■ WHAT YOU NEED TO DO
Give back only the lines in the records below from the one with "for readiness probe" to the one with "- liveness probe", both inclusive, word for word.

■ GIVEN RECORDS
++++

PR #2132, opened 2023-09-18
Add validator to check dynakube name for leading digits

waodim:
## Description

With this a new validator is added that checks. whether a `dynakube` is applied that starts with a digit. This should be prohibited, as then also services etc. would be created with a leading digit. There are rules for service names that need to conform to DNS-1035 labels and cannot start with numbers.

## How can this be tested?

Apply a `dynakube` with a name that starts with a digit.

## Checklist

### DIFF
--- a/src/webhook/validation/dynakube/dynakube_name.go
+++ b/src/webhook/validation/dynakube/dynakube_name.go
@@ -13,7 +13,10 @@ const (
 
 func nameStartsWithDigit(dv *dynakubeValidator, dynakube *dynatracev1beta1.DynaKube) string {
 	dynakubeName := dynakube.Name
-	firstChar := rune(dynakubeName[0])
+	var firstChar rune
+	if dynakubeName != "" {
+		firstChar = rune(dynakubeName[0])
+	}
 
 	if unicode.IsDigit(firstChar) {
 		return errorDigitInName
--- a/src/webhook/validation/dynakube/dynakube_name.go
+++ b/src/webhook/validation/dynakube/dynakube_name.go
@@ -1,9 +1,8 @@
 package dynakube
 
 import (
-	"unicode"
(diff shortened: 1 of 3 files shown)


src/webhook/validation/dynakube/dynakube_name.go
```diff
@@ -0,0 +1,26 @@
...
+	dynatracev1beta1 "github.com/Dynatrace/dynatrace-operator/src/api/v1beta1/dynakube"
+)
+
+const (
+	errorDigitInName = `The DynaKube's specification has an invalid name: It starts with a digit.
+	`
+)
+
+func nameStartsWithDigit(dv *dynakubeValidator, dynakube *dynatracev1beta1.DynaKube) string {
+	dynakubeName := dynakube.Name
```
andriisoldatenko, line 15: just curious, why don't we validate in same way as k8s does?

https://github.com/kubernetes/kubernetes/blob/f7dacb63cc0b0e79450b2f6d97b1c6e6c46070bd/staging/src/k8s.io/apimachinery/pkg/util/validation/validation.go#L236-L245C2
```
func IsDNS1035Label(value string) []string {
        var errs []string
        if len(value) > DNS1035LabelMaxLength {
                errs = append(errs, MaxLenError(DNS1035LabelMaxLength))
        }
        if !dns1035LabelRegexp.MatchString(value) {
                errs = append(errs, RegexError(dns1035LabelErrMsg, dns1035LabelFmt, "my-name", "abc-123"))
        }
        return errs
}
```

waodim: tbh, i did not know that k8s does it that way, I will use it, thank you!

andriisoldatenko (approved):

PR #2141, opened 2023-09-21
Always write cluster id to container.conf

StefanHauth:
## Description
Always write the cluster id to the container.conf file independent of any host monitoring OneAgent being present on the node  ore not.

## How can this be tested?

* Deploy operator
* Deploy application monitoring DynaKube
* Deploy sample app
* Shell into app pod
* cat /var/lib/dynatrace/oneagent/agent/config/container.conf
  * make sure that `k8s_cluster_id` and `k8s_node_name` entries are present

## Checklist


waodim (approved):
Tested it - works

PR #2146, opened 2023-09-22
Add context parameter to Reconcile function of the Reconciler interface

aorcholski:
## Description

The `Reconcile(ctx)` function of `Reconciler` interface requires context parameter to enforce the use of the context.

ActiveGate Reconcilers used context.TODO() instead of top-level context. Now the context is passed along the call stack:
- authtoken
- capability
- customproperties
- proxy
- statefulset

Additionally the following Reconcilers also pass the context to functions that need it instead of keeping it in the Reconciler struct: 
- connectioninfo
- deploymentmetadata
- dtpullsecret
- webhook_cert_controller

## How can this be tested?
All e2e tests should PASS.

## Checklist

### DIFF
--- a/src/controllers/dynakube/activegate/internal/proxy/reconciler_test.go
+++ b/src/controllers/dynakube/activegate/internal/proxy/reconciler_test.go
@@ -45,7 +45,7 @@ func newTestReconcilerWithInstance(client client.Client) *Reconciler {
 func TestReconcileWithoutProxy(t *testing.T) {
 	t.Run(`reconcile dynakube without proxy`, func(t *testing.T) {
 		r := newTestReconcilerWithInstance(fake.NewClientBuilder().Build())
-		err := r.Reconcile()
+		err := r.Reconcile(context.TODO())
 
 		require.NoError(t, err)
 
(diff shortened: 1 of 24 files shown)


waodim (approved):
LGTM

src/controllers/dynakube/activegate/internal/proxy/reconciler_test.go
```diff
@@ -45,7 +45,7 @@ func newTestReconcilerWithInstance(client client.Client) *Reconciler {
 func TestReconcileWithoutProxy(t *testing.T) {
 	t.Run(`reconcile dynakube without proxy`, func(t *testing.T) {
 		r := newTestReconcilerWithInstance(fake.NewClientBuilder().Build())
-		err := r.Reconcile()
+		err := r.Reconcile(context.TODO())
```
0sewa0, line 48: Nitpick: I think we should start using `context.Background` in tests. So we can use `context.TODO` as an actual TODO. (I might have been for using `context.TODO` in tests, and told people to do this, but I was wrong 😬 )

also I should probably add this in the styleguide or somewhere 😅

0sewa0: you don't have to update anything you haven't touched! but if we are touching it right now, lets do it properly

andriisoldatenko: agree with @0sewa0 ☝️

aorcholski: agree with you :) fixed

0sewa0 (approved):

PR #2151, opened 2023-09-27
Fix `container.conf` contents for cloud native

waodim:
## Description

This unittest should cover the cloudNative test case. For more info: https://github.com/Dynatrace/dynatrace-operator/pull/2150 

NOTE: I now also readded content to the `container.conf` file, because it was removed in https://github.com/Dynatrace/dynatrace-operator/pull/2150 by accident.

## How can this be tested?

Run the unit tests.

## Checklist


src/standalone/files.go
```diff
@@ -24,7 +24,10 @@ k8s_basepodname %s
 k8s_namespace %s
 `
 
-	k8NodeNameFormatString = `k8s_node_name %s
+	k8HostInfoFormatString = `k8s_node_name %s
+[host]
+tenant
```
chrismuellner, line 29:
```suggestion
tenant %s
```
should also be adjusted in other locations

chrismuellner (changes requested):

src/standalone/files.go
waodim: fixed in https://github.com/Dynatrace/dynatrace-operator/pull/2151/commits/b4add95502ea42ed738533dcbf9c97b686be4571

chrismuellner (approved):

PR #2152, opened 2023-09-27
Update oneagent readiness and liveness probe defaults

chrismuellner:
## Description

Default oneagent liveness probe was too short to reliable start the container:
- Removed default initial delay used for both readiness and liveness probe
- Use "healthcheck start period" as is for liveness probe
	- Higher values are not an issue, as it just delays the first health check
	- Pod is still marked as healthy until the first probe is run
- Limit "healthcheck start period" to 90s, but allow lower values, for readiness probe
	- Value should be limited to a sensible value, as probe needs to run once for pod to be marked as ready
- Add success threshold value of 1 for both probes (same as default, but more explicit)

## How can this be tested?

Apply a Dynakube that deploys oneagent pods:
- readiness/liveness probe should both be set
- liveness probe
	- values are used as is, no limit
- readiness probe
	- tenant registry images should be limited to initial delay of 90s (instead of 1200s)
	- immutable images should have a lower initial delay of 60s

## Checklist

### DIFF
--- a/src/controllers/dynakube/oneagent/daemonset/daemonset_test.go
+++ b/src/controllers/dynakube/oneagent/daemonset/daemonset_test.go
@@ -503,9 +503,9 @@ func TestPodSpecServiceAccountName(t *testing.T) {
 func TestPodSpecProbes(t *testing.T) {
 	expectedHealthcheck := containerv1.HealthConfig{
 		Test:        []string{"echo", "super pod"},
-		Interval:    time.Second * 10,
-		Timeout:     time.Second * 30,
-		StartPeriod: time.Second * 60,
+		Interval:    10 * time.Second,
+		Timeout:     30 * time.Second,
+		StartPeriod: 60 * time.Second,
 		Retries:     3,
 	}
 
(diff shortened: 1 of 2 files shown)


src/controllers/dynakube/oneagent/daemonset/daemonset_test.go
```diff
@@ -500,85 +500,76 @@ func TestPodSpecServiceAccountName(t *testing.T) {
...
-						},
-					},
-				},
-			},
-		}
-		podSpec := builder.podSpec()
+func TestPodSpecProbes(t *testing.T) {
+	expectedHealthcheck := containerv1.HealthConfig{
+		Test:        []string{"echo", "super pod"},
+		Interval:    time.Second * 10,
```
andriisoldatenko, line 506: yeah I know it was there before you changed, but anyway better to use `<NUM> * time.Second` style, it's more readable IMO.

++++

■ EXPECTED ANSWER
- Limit "healthcheck start period" to 90s, but allow lower values, for readiness probe
	- Value should be limited to a sensible value, as probe needs to run once for pod to be marked as ready
- Add success threshold value of 1 for both probes (same as default, but more explicit)

## How can this be tested?

Apply a Dynakube that deploys oneagent pods:
- readiness/liveness probe should both be set
- liveness probe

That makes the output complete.